**About this task**:
Filter the entries for the string "completely". Copy each line that has it.

**Data provided**:
PR #4660, opened 2025-01-09
Reduction framework

helloworld922:
Implements a general reduction framework and updates vector reduction operations like dot, min, max, sum, and norm to use this framework.

Users need to provide two functors: a reduction body and a reducer.
- The reduction body computes and updates a partial reduction `f(index, partial)`. For example, a dot product reduction body looks like `partial += v0[index] * v1[index];`.
- The reducer provides a `join` function for combining two partial results and `init_val` function for the default empty range reduction. A variety of built-in reducers can be found in `general/reducers.hpp`.

For right now `mfem::reduce` also requires as input a workspace buffer `Array` to be passed in. This will be resized as needed for the reduction implementation. This allows the workspace to be re-used for future reductions. In the future this should be replaced with an internal temporary buffer created using #4065.

This PR not only makes writing future reducers easier, but it improves the performance of existing reducers. Example throughput improvements of vector dot products on Lassen (Nvidia V100) and Tuolumne (AMD Mi300A):

lassen_dot_throughput
tuo_dot_throughput

| [#4660](https://github.com/mfem/mfem/pull/4660) | @helloworld922 | @tzanio | @pazner + @jandrej + @camierjs | 1/15/25 | 3/27/25 | 3/29/25 | |

<details>
    
- [ ] Code builds.
- [ ] Update `CHANGELOG`:
- [ ] Update `INSTALL`:
    - [ ] `.github`
    - [ ] `.appveyor.yml`
- [ ] Update `.gitignore`:
- [ ] New examples:
- [ ] New miniapps:
- [ ] New capability:
</details>


general/reducers.hpp
```diff
@@ -0,0 +1,1169 @@
...
+   {
+      if (b < a)
+      {
+         a = b;
+      }
+   }
+
+   MFEM_HOST_DEVICE void init_val(uint64_t &a) const
+   {
+      a = uint64_t(0xffffffffffffffffull);
```
jandrej, line 255: I think you can use `std::numeric_limits<T>::max()` etc. as they're defined as ```static constexpr T max() noexcept``` since C++11.

helloworld922: I changed these for the macros in `<climits>` since nvcc by default doesn't allow calling host-only constexpr functions in device code. I think adding the `--expt-relaxed-constexpr` flag should allow `std::numeric_limits<T>::max()` to compile and run, though it may be a surprise to user codes that this flag would be required if they just include `forall.hpp`.

general/reducers.hpp
```diff
@@ -0,0 +1,395 @@
...
+          a = b;                                                               \
+        }                                                                      \
+      }                                                                        \
+      MFEM_HOST_DEVICE void init_val(value_type &a) const {                    \
+        a = static_cast<type>(val);                                            \
+      }                                                                        \
+   }
+
+MFEM_STAMP_MIN_REDUCER(bool, true);
+MFEM_STAMP_MIN_REDUCER(char, CHAR_MAX);
```
jandrej, line 151: Why do we instantiate those explicitly? The symbols are now generated for each file that includes the reducer header, right?

helloworld922: I define a temporary macro so I don't have to copy-paste the explicit/partial specialization, so it does need to be instantiated per type.

tzanio:

general/reducers.hpp
```diff
@@ -0,0 +1,395 @@
...
+   static_assert(std::is_integral<T>::value, "Only works for integral types");
+   using value_type = T;
+   MFEM_HOST_DEVICE void join(value_type &a, const value_type &b) const
+   {
+      a &= b;
+   }
+
+   MFEM_HOST_DEVICE void init_val(value_type &a) const
+   {
+      // hopefully this will set all bits in a
```
camierjs, line 76: For `unsigned` integral types, we could use the bitwise NOT operator, 
for signed integral types, maybe we can comment that we are 'assuming two's complement' ?

general/reducers.hpp
camierjs: What does the `STAMP` stand for?

camierjs (commented):
Nice addition @helloworld922 for the reductions!

Would it be able to push a few numbers in the PR's description to motivate these changes ? That would be useful for comparison, even for later.

There are a lot new reducers with new associated types: it would be useful to have some non-regression tests to go over all of them: I can help if needed.

general/reducers.hpp
helloworld922: These are temporary macros which allow me to insert in full/partial template specializations for various primitive types, and I then use this macro to fully/partially specialize the reducer for all standard C++ primitive types. They are undefined after use so users/other developers should never see them outside of the specific regions in this file.

The reason to not leave a callable macro is the potential to end up with some sort of ODR violation.

general/reducers.hpp
helloworld922: I changed this to `~T(0)`, this is equivalent for two's complement representations, and I think it also handles the case just in case any other kind of binary representation is used.

helloworld922:
> Nice addition @helloworld922 for the reductions!
> 
> Would it be able to push a few numbers in the PR's description to motivate these changes ? That would be useful for comparison, even for later.
> 
> There are a lot new reducers with new associated types: it would be useful to have some non-regression tests to go over all of them: I can help if needed.

Added performance throughput numbers comparing the current MFEM master, this reduction framework, RAJAperf's implementations of dot product, as well as cublas/hipblas.

I can add unit tests for the reducers, though I'm a little unsure how the unit testing framework is setup, especially for GPU tests. Perhaps we can discuss this in a meeting/slack?

helloworld922:
@camierjs @jandrej @pazner I have all the reducers tested with CPU/CUDA with at least one built-in type so the PR is ready for another look now. I will add HIP/RAJA related testing in a different PR.

linalg/vector.cpp
```diff
@@ -28,6 +28,209 @@
...
+{
+   real_t res = infinity();
+   reduce(
+      size, res,
+   [=] MFEM_HOST_DEVICE(int i, real_t &r) { r = fmin(r, m_data[i]); },
+   MinReducer<real_t> {}, true, vector_workspace());
+   return res;
+}
+
+static real_t devVectorMax(int size, const real_t *m_data)
```
pazner, line 119: Maybe it would be cleaner if this was a lambda inside `Vector::Max`. It seems like the only reason to factor it out as a function is because it's called in both the CUDA and HIP cases.

Maybe we want a generic "using accelerator" check, and if that's true, call the "dev" version, rather than separate CUDA and HIP checks.

general/forall.hpp
```diff
@@ -783,6 +786,111 @@ inline void forall_3D_grid(int N, int X, int Y, int Z, int G, lambda &&body)
...
+ * @a bx x block width
+ * @a by y block width
+ * @a bz z block width
+ * @a smem_bytes amount of dynamic shared memory in bytes
+ * @a h_body host body
+ * @a d_body device body
+ * @tparam T pointer type for dynamic shared memory buffer
+ */
+template <class h_lambda, class d_lambda>
+inline void forall_smem(bool use_dev, int nx, int ny, int nz, int bx, int by,
```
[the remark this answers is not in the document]
helloworld922: The semantics of this function are a little different from the existing forall calls. This function is designed to be as close to raw cuda/hip as possible where your lambda body is entirely responsible for a single block (including bounds checking), while the forall<x>d functions have a 1D loop bound which is bounds checked.

This is beneficial for writing some GPU-specific algorithms like reduction and scan, but the lambda body almost certainly won't run correctly on the CPU since it relies on having access to blockIdx/threadIdx/blockDim/gridDim/etc.

I wasn't really sure what approach to take for this function since reduction at least has a separate host code path which skips calling this forall_smem entirely. Perhaps trying to call `forall_smem` with a CPU/Debug device should fail loudly at runtime since almost certainly this is expected to be a bug?

general/reducers.hpp
```diff
@@ -0,0 +1,400 @@
...
+   using value_type = double;
+   MFEM_HOST_DEVICE void join(value_type &a, value_type b) const
+   {
+      a = fmin(a, b);
+   }
+
+   MFEM_HOST_DEVICE void init_val(value_type &a) const { a = HUGE_VAL; }
+};
+
+#define MFEM_STAMP_MIN_REDUCER(type, val)                                      \
```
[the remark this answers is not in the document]
helloworld922: floating point types can't be template parameters before C++20

general/forall.hpp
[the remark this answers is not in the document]
pazner: Can you do something similar to what's done here, using MFEM's `MFEM_THREAD_ID` and `MFEM_THREAD_SIZE` macros? This reduction kernel works on device and CPU

https://github.com/mfem/mfem/blob/8447e6273535511f75da133c34c01394d2c88661/fem/dgmassinv_kernels.hpp#L122-L173

general/reducers.hpp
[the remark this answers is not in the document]
helloworld922: fmin/fmax has slightly different behavior when encountering nan's vs. the comparison/assign method. If one argument is nan, it returns the other value.

In theory fmin/fmax should perform equivalent or better, as they typically map to branchless intrinsics which the comparison/assign method doesn't (possibly can't because of different behavior involving nan?). In practice, when I tried to measure this on Lassen/Tuolumne I couldn't find any appreciable difference in performance.

Using `std::numeric_limits<T>::max()` or any other constexpr host-only function with Cuda technically requires an extra compiler flag (`--expt-relaxed-constexpr`) which we currently don't set. Newer versions of Cuda seem to just give a warning if this flag is missing, but some versions do issue a compiler error. We could enable this compiler flag, though I avoided this to minimize potential unintended impacts on other codes.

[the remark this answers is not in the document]
pazner: Thanks, that's useful information.

Good point about host-only function. I agree we don't necessarily want to force applications to use a specific compiler flag. Another option is something like this:

```cpp
template <typename T, T VAL>
struct GenericVal
{
   MFEM_HOST_DEVICE static constexpr T Get() { return VAL; }
};

template <typename T>
struct MaxVal : GenericVal<T, std::numeric_limits<T>::max()> { };

template <>
struct MaxVal<float> { MFEM_HOST_DEVICE static constexpr float Get() { return HUGE_VALF; } };

template <>
struct MaxVal<double> { MFEM_HOST_DEVICE static constexpr double Get() { return HUGE_VAL; } };
```

Then the generic version should work on device

```cpp
template <typename T>
struct MinReducer
{
   MFEM_HOST_DEVICE void join(T &a, T b) const
   {
      if (b < a)
      {
         a = b;
      }
   }
   MFEM_HOST_DEVICE void init_val(T &a) const
   {
      a = MaxVal<T>::Get();
   }
};
```

general/forall.hpp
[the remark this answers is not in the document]
helloworld922: I re-worked it into a fixed size shared memory buffer and called the standard forall_2D. I was unable to measure any significant performance differences. Perhaps we should have a separate discussion about a proper dynamic shared memory size interface for forall which can gracefully handle host code?

general/reducers.hpp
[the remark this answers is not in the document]
helloworld922: I ended up for integral types using `std::integral_constant<T, std::numeric_limits<T>::min()>::value` to circumvent the calling of a host-only constexpr function in a cuda kernel, and manually specializing on floating point types.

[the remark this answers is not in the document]
pazner: Cool :+1: TIL about `std::integral_value`

I think it's better now that we don't need to explicitly instantiate all the types using a macro

general/reducers.hpp
```diff
@@ -0,0 +1,436 @@
...
+#include <cmath>
+#include <cstdint>
+#include <limits>
+#include <type_traits>
+
+namespace mfem
+{
+
+/// Pair of values which can be used in device code
+template <class A, class B> struct DevicePair
```
jandrej, line 27: Nitpick but do we need to call this `DevicePair`? I think we can just call it `Pair`. Or can we even use `std::pair`? I don't see anything obvious that restricts device usage.

pazner: `std::pair` won't work in CUDA code. I think the analogy here is to `DeviceTensor`.

jandrej: Whose naming I despise as well 😮‍💨

pazner: I think renaming to `Pair` and documenting that it is device-compatible (e.g. if any member functions are added, they should be `MFEM_HOST_DEVICE`) could be a good idea 👍

helloworld922: There's already an existing `mfem::Pair` class (`general/sort_pairs.hpp`). It has some strange quirks, though, for example having a default less than comparison operator which only compares the `one` field.

helloworld922: I think if we enable `--expt-relaxed-constexpr` and switch to C++20 we can use `std::pair` in device code.

pazner: Good point, but not likely in the near term. Personally I'm fine with `DevicePair`, but maybe @jandrej has another idea.

jandrej: Keep as is for now. Thanks.

jandrej (approved):

tzanio:
Waiting for @camierjs to take another look and for @pazner to review

general/forall.hpp
```diff
@@ -850,6 +853,163 @@ inline MemoryClass GetHypreForallMemoryClass()
...
+            Array<T> &workspace)
+{
+   if (N == 0)
+   {
+      return;
+   }
+
+   if (!use_dev)
+   {
+      goto backend_cpu;
```
pazner, line 956: I know this pattern is used elsewhere, but probably better to avoid the `goto`, for example by changing the next if statement to `if (use_dev && mfem::Device::Allows(…`.

general/mem_manager.cpp
```diff
@@ -17,6 +17,7 @@
 #include <unordered_map>
 #include <algorithm> // std::max
 #include <cstdint>
+#include <memory>
```
pazner, line 20: Not needed anymore (without the addition of dynamic shared memory)

general/mem_manager.hpp
```diff
@@ -1346,7 +1346,6 @@ inline int Memory<T>::CompareHostAndDevice(int size) const
    return MemoryManager::CompareHostAndDevice_(h_ptr, size*sizeof(T), flags);
 }
 
-
```
pazner, line 1349: Can be reverted

linalg/vector.cpp
```diff
@@ -855,37 +934,148 @@ real_t Vector::Norml2() const
...
    // argument of each call to std::pow is <= 1 to avoid overflow.
-   if (0 == size)
+   if (size == 0)
    {
       return 0.0;
-   } // end if 0 == size
+   }
 
-   data.Read(MemoryClass::HOST, size);
+   if (UseDevice())
```
pazner, line 942: For this and other reduction functions, since your `reduce` function has a CPU version, can we just have a single-source implementation, rather than specialized CPU fallbacks? Is there a performance concern or some other consideration?

pazner (commented):
Really nice work @helloworld922, just a couple comments, but I think this is really close to being ready

linalg/vector.cpp
helloworld922: There shouldn't be any significant performance or correctness differences using the same code path and have reduce handle the logic for device selection. This definitely makes the code a lot easier to read, too.

general/forall.hpp
helloworld922: Removed all gotos from vector.cpp

pazner (approved):
Thanks for the changes @helloworld922! The latest version looks really good.

My only tiny nitpick is style for the function names `vector_workspace`, `Lpvector_workspace`, and `reduce`. (Typical MFEM style is to capitalize each word, on the other hand, we use lowercase for `mfem::forall`, I don't know why that is).

tzanio:

helloworld922:
😆 I was going to change the names to be camel case, but it looks like Tzanio was quicker to the draw than me. I suppose this is extra motivation to get #4065 merged so we can remove these temporary workspace vectors completely.

I'm not sure why `mfem::forall` is lowercase either.

pazner:
> 😆 I was going to change the names to be camel case, but it looks like Tzanio was quicker to the draw than me. I suppose this is extra motivation to get #4065 merged so we can remove these temporary workspace vectors completely.

Yes, agreed, I will try to prioritize #4065 ASAP.

FWIW you can still push to this branch, Tzanio can re-merge in next.

tzanio:
Yes, just let me know and I will remerge

camierjs (approved):

PR #4696, opened 2025-02-12
Update base dockerfile to radiuss-docker

justinlaughlin:
Looks like the old repo rse-ops is [deprecated](https://github.com/rse-ops/docker-images/issues/112)  and is now [llnl/radiuss-docker](https://github.com/LLNL/radiuss-docker). Updating since `Ubuntu 20.04` will not be supported by GitHub soon.

### DIFF
--- a/config/docker/Dockerfile.base
+++ b/config/docker/Dockerfile.base
@@ -1,4 +1,4 @@
-FROM ghcr.io/rse-ops/cuda-ubuntu-20.04:cuda-11.0.3
+FROM ghcr.io/llnl/radiuss:ubuntu-22.04-cuda-11-0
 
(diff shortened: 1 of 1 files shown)


justinlaughlin:
testing here https://github.com/mfem/mfem/actions/runs/13292792936

v-dobrev:
@justinlaughlin, is this going to fix the Docker failures in CI for `master`? If so, we should probably merge this.

v-dobrev:
Also, since now this is marked WIP, what else needs to be done in order for the PR to be ready?

justinlaughlin:
Closing since the new images do not install spack. If we want to keep supporting docker we should probably build ours based off of the AWS images.

vsoch:
+1 I would suggest a base image / mfem image that installs from a clean OS base without spack.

**Answer to the problem**:
😆 I was going to change the names to be camel case, but it looks like Tzanio was quicker to the draw than me. I suppose this is extra motivation to get #4065 merged so we can remove these temporary workspace vectors completely.
> 😆 I was going to change the names to be camel case, but it looks like Tzanio was quicker to the draw than me. I suppose this is extra motivation to get #4065 merged so we can remove these temporary workspace vectors completely.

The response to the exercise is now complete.